- **INSTRUCTIONS TO FOLLOW**:
Look through the lines below and copy each one that includes "mainnet".

- **SOURCE INFORMATION**:

PR #264, opened 2020-12-14
remove support for e2etest.py and use e2elive.py

brianolson:
## Summary

Switch to better test script. Old e2etest.py uses Python to pick apart `algod` account database sqlite3 file. This is fragile if `algod` ever changes its schema (which is likely). Instead, `e2elive.py` starts a local running `algod` and runs API queries against both algod and algorand-indexer and compares the results (which should be the same if indexer accounting is correct).

## Test Plan

This is a test. I've used it locally a bunch. If it passes in cloud automated testing environments then call it good.


misc/buildtestdata.sh
```diff
@@ -33,49 +33,8 @@ mkdir -p "${E2EDATA}"
 
 (cd "${E2EDATA}" && tar -j -c -f net_done.tar.bz2 --exclude node.log --exclude agreement.cdv net)
```
btoll, line 34: I believe you can use `tar -C` to specify the directory in which to perform the `tar` instead of `cd`ing in a subshell.

winder (commented):
Looks good, I just have a couple question about the repercussions of this change.

I'm using this block and the e2edata.tar.bz2 file for creating some of my tests.

It looks like the alternative is to use net_done.tar.bz2 instead. Is this file the entire private network directory, so I can resume it and use it to initialize the indexer? It sounds like we should be able to kill the import subcommand soon.

Also, I'm using import in some of my scripts (for indexer, and for the SDK tests), so I'll need to update those before we can completely remove import.

algobolson:
Will, right, the `import` is replace by running indexer against an algod running the Archival node of the private network (with about 70 rounds stored).

brianolson:
Got this all passing automated checks.

winder (approved):
LGTM

PR #268, opened 2020-12-18
Performance Test

winder:
## Summary

This adds some basic queries against a mainnet database to help ensure we don't regress on query performance.

This test requires an external database, so it's possible that the DB will not have the necessary schema. The test will be disabled in that case.


.travis.yml
```diff
@@ -1,30 +1,30 @@
 language: go
 go:
-  - 1.13.x
```
winder, line 3: the `travis encrypt ...` command reformatted this file.

test/perf.sh
```diff
@@ -0,0 +1,58 @@
...
+source common.sh
+trap cleanup EXIT
+
+start_indexer_with_connection_string "$1" "read-only" > /dev/null
+
+wait_for_started
+
+# Disable the test instead of exiting with an error.
+set +e
+if ! IGNORED="$(wait_for_migrated '1')"; then
```
winder, line 27: At the moment this case is being hit because the mainnet DBs don't have the cumulative rewards changes yet.

brianolson:
Out of my comfort zone for bash scripting (something this complex I would have done in Python). But looks like it's probably good.

PR #269, opened 2020-12-18
Include txn type into panic message

algorandskiy:
## Summary

Current message 
```
echo: http: panic serving 127.0.0.1:64670: unknown txn type
```
does not give any clue what's going on. Adding txn type would give some more details.

## Test Plan

Simple change, no tests.


winder (approved):
LGTM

- **EXERCISE SOLUTION**:
This adds some basic queries against a mainnet database to help ensure we don't regress on query performance.
winder, line 27: At the moment this case is being hit because the mainnet DBs don't have the cumulative rewards changes yet.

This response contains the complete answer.